Netgate Discussion Forum
    • Categories
    • Recent
    • Tags
    • Popular
    • Users
    • Search
    • Register
    • Login

    pfSense Router recommendations?

    Scheduled Pinned Locked Moved General pfSense Questions
    24 Posts 6 Posters 3.5k Views
    Loading More Posts
    • Oldest to Newest
    • Newest to Oldest
    • Most Votes
    Reply
    • Reply as topic
    Log in to reply
    This topic has been deleted. Only users with topic management privileges can see it.
    • VerticalTechnikV
      VerticalTechnik @stephenw10
      last edited by

      @stephenw10 said in pfSense Router recommendations?:

      @VerticalTechnik said in pfSense Router recommendations?:

      We use a lot of inhouse data-traffic between Workstations and Synology-NAS, 3 different Proxmox (Mail-Server, Bookkeeping-Management & Ticketing-Tool).

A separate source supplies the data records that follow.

PR #244, opened 2020-12-03
CORE-1158 Allow public apps to be browsable by logged out users

ash3rz:
NOTE: Requires https://github.com/cyverse-de/terrain/pull/186 to be merged first and also requires the anonymous user to have a workspace created

This also disables analysis search for logged out users so they don't get an error message when searching public data and public apps under the `All` search.

### DIFF
--- a/src/components/apps/launch/index.js
+++ b/src/components/apps/launch/index.js
@@ -89,7 +89,7 @@ export default ({ app, launchError, loading }) => {
             defaultMaxMemory={defaultMaxMemory}
             defaultMaxDiskSpace={defaultMaxDiskSpace}
             app={app}
-            appError={launchError || submissionError}
+            appError={submissionError}
             loading={loading}
             submitAnalysis={(submission, onSuccess, onError) => {
                 setSubmissionError(null);
--- a/src/components/apps/launch/index.js
+++ b/src/components/apps/launch/index.js
@@ -20,6 +20,7 @@ import { submitAnalysis } from "serviceFacades/analyses";
 import { addQuickLaunch } from "serviceFacades/quickLaunches";
 
 import AppLaunchWizard from "./AppLaunchWizard";
+import WrappedErrorHandler from "../../utils/error/WrappedErrorHandler";
 
 export default ({ app, launchError, loading }) => {
     const [submissionError, setSubmissionError] = React.useState(null);
@@ -71,9 +72,17 @@ export default ({ app, launchError, loading }) => {
     const defaultMaxMemory = config?.tools?.private.max_memory_limit;
     const defaultMaxDiskSpace = config?.tools?.private.max_disk_limit;
 
+    const baseId = "apps";
+
+    if (launchError) {
+        return (
+            <WrappedErrorHandler errorObject={launchError} baseId={baseId} />
+        );
+    }
+
     return (
         <AppLaunchWizard
-            baseId="apps"
+            baseId={baseId}
             notify={notify}
             defaultOutputDir={defaultOutputDir}
             defaultMaxCPUCores={defaultMaxCPUCores}
--- a/src/components/apps/listing/Listing.js
+++ b/src/components/apps/listing/Listing.js
@@ -112,7 +112,16 @@ function Listing({
         ],
         queryFn: getAppsInCategory,
         config: {
-            enabled: category?.system_id && category?.id,
+            enabled:
+                // Disable the query if the category ID is fake and the user is
+                // logged in.  The Navigation component should update the ID to
+                // the real ID.
+                category?.system_id &&
+                category?.id &&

      If those things are on the same subnet then that traffic doesn't need to pass the firewall and it only ever carries the 100Mbps WAN traffic. In which case the 2100 is more than sufficient.

      But if you have separate internal subnets the firewall has to route between then you'd probably want more power. Like the 4200.

      Steve

      Yes they are on the same subnet.
      Finally I have found the product name of our current Firewall-Hardware, which seems to be not bad: Varia IPFire Komplettsystem - APU4D4, 4 GB RAM, 16 GB mSATA SSD, rot

      1 Reply Last reply Reply Quote 0
      • stephenw10S
        stephenw10 Netgate Administrator
        last edited by

        Ok so that's just a rebranded PCEngines APU4. Those are close to 1Gbps throughput with pfSense.

        If you're only moving traffic that is routed via the WAN and that's only 100Mbps the 2100 can easily handle that. Even with a VPN.

        The 4200 would give you more 'future proofing' if you plan to upgrade your WAN or if you decide to separate your internal resources into different subnets and need to route that.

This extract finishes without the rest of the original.